__WHAT IS BEING ASKED__: Line by line, reproduce the records exactly.

(Data entries)
-=-=-=-=-

PR #1476, opened 2018-02-13
Use the TemplateBody by default it exist

cliveli:
serverless cli use the PUT + TemplateBody + TemplateURL to upload cloudformation template

This fix try to get the TemplateBody from the request first, if not exist, fetch the one from s3 bucket

And it fix the issue reported to localstack here
[https://github.com/localstack/localstack/issues/580](https://github.com/localstack/localstack/issues/580)


spulec:
Thanks!

Issue #1477, opened 2018-02-16
Implement basic OpsWorks App and Deployments mocks 


lleontop:
Moto is missing some basic mocks for OpsWorks create_app, describe_apps, create_deployment, describe_deployments. I am planning to implement these mocks.

lleontop:
The basic App endpoints are done in PR #1481 but deployments are a bit tricker. My main thought/problem with deployments is how we will expose fields like CompletedAt and Duration, Status and maybe IamUserArn(we can hardcode this to a user like the account number). If we want the end user to have control over success/failure/timeout statuses and plan his tests accordingly then we should expose this somehow. 

Also, the different commands in stack/app level are a bit complicated but should be manageable.

Anybody has any ideas/suggestions on this?

spulec:
Going to close based on previous work that is done. Feel free to open additional issues for specific endpoints.

PR #1481, opened 2018-02-19
Add opsworks app mocks

lleontop:
Add the mocks of OpsWork create_app and describe_apps calls. This is part of #1477


JackDanger:
This is hugely good. Thanks for the great work @lleontop!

-=-=-=-=-

__OUTPUT OF THE EXERCISE__:
PR #1476, opened 2018-02-13
Use the TemplateBody by default it exist

cliveli:
serverless cli use the PUT + TemplateBody + TemplateURL to upload cloudformation template

This fix try to get the TemplateBody from the request first, if not exist, fetch the one from s3 bucket

And it fix the issue reported to localstack here
[https://github.com/localstack/localstack/issues/580](https://github.com/localstack/localstack/issues/580)


spulec:
Thanks!

Issue #1477, opened 2018-02-16
Implement basic OpsWorks App and Deployments mocks 


lleontop:
Moto is missing some basic mocks for OpsWorks create_app, describe_apps, create_deployment, describe_deployments. I am planning to implement these mocks.

lleontop:
The basic App endpoints are done in PR #1481 but deployments are a bit tricker. My main thought/problem with deployments is how we will expose fields like CompletedAt and Duration, Status and maybe IamUserArn(we can hardcode this to a user like the account number). If we want the end user to have control over success/failure/timeout statuses and plan his tests accordingly then we should expose this somehow. 

Also, the different commands in stack/app level are a bit complicated but should be manageable.

Anybody has any ideas/suggestions on this?

spulec:
Going to close based on previous work that is done. Feel free to open additional issues for specific endpoints.

PR #1481, opened 2018-02-19
Add opsworks app mocks

lleontop:
Add the mocks of OpsWork create_app and describe_apps calls. This is part of #1477


JackDanger:
This is hugely good. Thanks for the great work @lleontop!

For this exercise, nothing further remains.